** Data for analysis follows **

PR #5940, opened 2018-10-06
store: speedup unit tests

chipaca:
Before this change,

    $ go test -count 1 ./store
    ok  	github.com/snapcore/snapd/store	11.921s

and after,

    $ go test -count 1 ./store
    ok  	github.com/snapcore/snapd/store	0.633s

### DIFF
--- a/store/download_test.go
+++ b/store/download_test.go
@@ -35,6 +35,7 @@ import (
 	"github.com/juju/ratelimit"
 	"golang.org/x/net/context"
 	. "gopkg.in/check.v1"
+	"gopkg.in/retry.v1"
 
 	"github.com/snapcore/snapd/dirs"
 	"github.com/snapcore/snapd/osutil"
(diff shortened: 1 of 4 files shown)


store/download_test.go
```diff
@@ -149,7 +155,7 @@ func (s *downloadSuite) TestDownloadCancellation(c *C) {
 		io.WriteString(w, "foo")
 		syncCh <- struct{}{}
 		io.WriteString(w, "bar")
-		time.Sleep(time.Duration(1) * time.Second)
+		time.Sleep(10 * time.Millisecond)
```
bboozzoo: Won't this fail occasionally on a slow machine? Maybe we could make this test conditional on `testing.Short()`?

chipaca: it shouldn't, but it might. If it does we can add the conditional and drop the timeouts back, ok?

bboozzoo: Yes, that would be fair. @mvo5 wdyt?

PR #5944, opened 2018-10-06
cmd/snap: speed up unit tests

chipaca:
cmd/snap started at nearly 13s, but most of that is because ssh2 is
slow to start up. I was able to shave a couple of seconds elsewhere
though. And I tagged the ssh2 tests as not-short.

Before:

    $ go test -count 1 ./cmd/snap
    ok  	github.com/snapcore/snapd/cmd/snap	13.868s

and then,

    $ go test -count 1 ./cmd/snap
    ok  	github.com/snapcore/snapd/cmd/snap	11.470s
    $ go test -short -count 1 ./cmd/snap
    ok  	github.com/snapcore/snapd/cmd/snap	1.251s

### DIFF
--- a/cmd/snap/cmd_userd_test.go
+++ b/cmd/snap/cmd_userd_test.go
@@ -69,16 +69,15 @@ func (s *userdSuite) TestUserd(c *C) {
 		}()
 
 		needle := "io.snapcraft.Launcher"
-		for i := 0; i < 10; i++ {
+		for i := 0; i < 100; i++ {
 			for _, objName := range s.SessionBus.Names() {
 				if objName == needle {
 					return
 				}
-				time.Sleep(1 * time.Second)
 			}
-
+			time.Sleep(10 * time.Millisecond)
 		}
-		c.Fatalf("%s does not appeared on the bus", needle)
+		c.Fatalf("%s has not appeared on the bus", needle)
 	}()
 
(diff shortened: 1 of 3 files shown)


cmd/snap/cmd_userd_test.go
```diff
@@ -69,16 +69,15 @@ func (s *userdSuite) TestUserd(c *C) {
 		}()
 
 		needle := "io.snapcraft.Launcher"
-		for i := 0; i < 10; i++ {
+		for i := 0; i < 100; i++ {
```
mvo5: The total wait of this loop is now one second - this may be an issue on slow VMs (think autopkgtest). Not sure if it is, just saysing that this changes the total wait of this loop.

bboozzoo: Could we make the end value conditional on `testing.Short()`?

chipaca: 1 second seemed plenty to me, but I can kick it to 10 seconds.

chipaca: problem is, if you're using `-short` because you're on a slow machine, and when `testing.Short()` we wait less, ...

chipaca:
I'll bump the loop to 1000, tonight  probably (don't want this silly thing spamming travis during the day)

PR #5947, opened 2018-10-08
many: cleanup remaining parallel installs TODOs

bboozzoo:
Cleanup TODOs where usage of InstanceName() vs. SnapName() is clear now.

### DIFF
--- a/snap/validate.go
+++ b/snap/validate.go
@@ -84,8 +84,6 @@ func ValidateInstanceName(instanceName string) error {
 		return err
 	}
 	if !validInstanceKey.MatchString(instanceKey) {
-		// TODO parallel-install: extend the error message once snap
-		// install help has been updated
 		return fmt.Errorf("invalid instance key: %q", instanceKey)
 	}
 	return nil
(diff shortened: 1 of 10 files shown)


snap/validate.go
```diff
@@ -282,8 +280,7 @@ func validateSocketAddrPath(socket *SocketInfo, fieldName string, path string) e
 }
 
 func validateSocketAddrAbstract(socket *SocketInfo, fieldName string, path string) error {
-	// TODO parallel-install: use of proper instance/store name, discuss socket activation in parallel install world
-	prefix := fmt.Sprintf("@snap.%s.", socket.App.Snap.InstanceName())
+	prefix := fmt.Sprintf("@snap.%s.", socket.App.Snap.SnapName())
```
stolowski: Why this change?

bboozzoo: I should probably add a comment here. The `path` comes from `snap.yaml`, so it can only match snap name (`foo`), but not the actual instance name (`foo_bar`). There will be an obvious conflict in the system if there is more than one snap with the same abstract socket address, but we expect the adminstrator to update the `snap.*.socket` files appropriately.

stolowski: Right, I see. Yes, I think a comment here makes sense.

PR #5949, opened 2018-10-08
osutil,asserts,daemon: support force password change in system-user assertion

mvo5:
This PR adds a new optional `force-password-change: {true,false}` field to the system-user assertion. When set to `true` it will force the user to change the password on first login.

This addresses https://bugs.launchpad.net/snappy/+bug/1774509

### DIFF
--- a/osutil/user_test.go
+++ b/osutil/user_test.go
@@ -169,6 +169,9 @@ func (s *createUserSuite) TestAddUserWithPasswordForceChange(c *check.C) {
 	c.Check(s.mockAddUser.Calls(), check.DeepEquals, [][]string{
 		{"adduser", "--force-badname", "--gecos", "my gecos", "--disabled-password", "karl.popper"},
 	})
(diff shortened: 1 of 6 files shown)


osutil/user_test.go
```diff
@@ -149,7 +152,38 @@ func (s *createUserSuite) TestAddUserWithPassword(c *check.C) {
...
+		Gecos:               "my gecos",
+		Password:            "$6$salt$hash",
+		ForcePasswordChange: true,
+	})
+	c.Assert(err, check.IsNil)
+
+	c.Check(s.mockAddUser.Calls(), check.DeepEquals, [][]string{
+		{"adduser", "--force-badname", "--gecos", "my gecos", "--disabled-password", "karl.popper"},
+	})
+	c.Check(s.mockPasswd.Calls(), check.DeepEquals, [][]string{
```
bboozzoo: For completeness you can check whether `usermod` was called too.

PR #5951, opened 2018-10-09
spread-shellcheck: fix interleaved error messages, tweaks

bboozzoo:
When shellcheck identifies erorrs in many files, the error log will be
interleaved as the logging is happening from inside of the helper ran by a
thread pool executor. Tweak the code so that the helpers return the error
instead of doing the logging directly.

Minor logging cleanup.

### DIFF
--- a/spread-shellcheck
+++ b/spread-shellcheck
@@ -66,9 +66,10 @@ class ShellcheckRunError(Exception):
 
 
 class ShellcheckError(Exception):
-    def __init__(self):
+    def __init__(self, path):
         super().__init__()
         self.sectionerrors = {}
+        self.path = path
 
     def addfailure(self, section, error):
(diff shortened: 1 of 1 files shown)


spread-shellcheck
```diff
@@ -166,19 +163,24 @@ def checkpath(loc, max_workers):
...
-            checkfile(entry)
-        except ShellcheckError as serr:
+            checkfile(path)
+        except ShellcheckError as err:
+            return err
+        return None
+
+    with ThreadPoolExecutor(max_workers=max_workers) as executor:
+        for serr in executor.map(check1path, locations):
+            if not isinstance(serr, ShellcheckError):
```
chipaca: wouldn't this work better with `if serr is None`?

PR #6425, opened 2019-01-24
interfaces: add yubikey interface and allow reading /run/udev/data/+power_supply:*

jdstrand:
* interfaces: add yubikey interface
    
    Yubikey devices either show up as hidraw devices or keyboard devices.
    This adds support for hidraw devices based on the list of hardware from:
    
    https://support.yubico.com/support/solutions/articles/15000006449-using-your-u2f-yubikey-with-linux
    
    Since there are many different kinds of hidraw devices, use an apparmor
    glob rule but selectively udev tag devices based on the list of upstream
    vendor and product IDs. In this manner, connected snaps only have access
    to the yubikey hidraw devices. A future PR may add support for yubikey
    keyboard devices (which simply show up as a evdev keyboards).

* interfaces/hardware-observe: allow reading /run/udev/data/+power_supply:*

Note the change to hardware-observe is the general rule for `+power_supply` whereas the the one in yubikey is a hid device rule for `+power_supply`. I could split the hardware-observe into a separate PR, but it was so small I just did it here.

### DIFF
--- a/interfaces/builtin/yubikey.go
+++ b/interfaces/builtin/yubikey.go
@@ -1,0 +1,123 @@
+// -*- Mode: Go; indent-tabs-mode: t -*-
+
+/*
+ * Copyright (C) 2019 Canonical Ltd
+ *
+ * This program is free software: you can redistribute it and/or modify
+ * it under the terms of the GNU General Public License version 3 as
+ * published by the Free Software Foundation.
+ *
+ * This program is distributed in the hope that it will be useful,
+ * but WITHOUT ANY WARRANTY; without even the implied warranty of
+ * MERCHANTABILITY or FITNESS FOR A PARTICULAR PURPOSE.  See the
+ * GNU General Public License for more details.
+ *
+ * You should have received a copy of the GNU General Public License
+ * along with this program.  If not, see <http://www.gnu.org/licenses/>.
+ *
+ */
+
+package builtin
+
+import (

** End of Data for analysis **

Aim of the task => Your answer must consist only of the lines from the one containing "MERCHANTABILITY or FITNESS" through the last line of the data above, both included, exactly as written.

Solution for this problem =>
+ * MERCHANTABILITY or FITNESS FOR A PARTICULAR PURPOSE.  See the
+ * GNU General Public License for more details.
+ *
+ * You should have received a copy of the GNU General Public License
+ * along with this program.  If not, see <http://www.gnu.org/licenses/>.
+ *
+ */
+
+package builtin
+
+import (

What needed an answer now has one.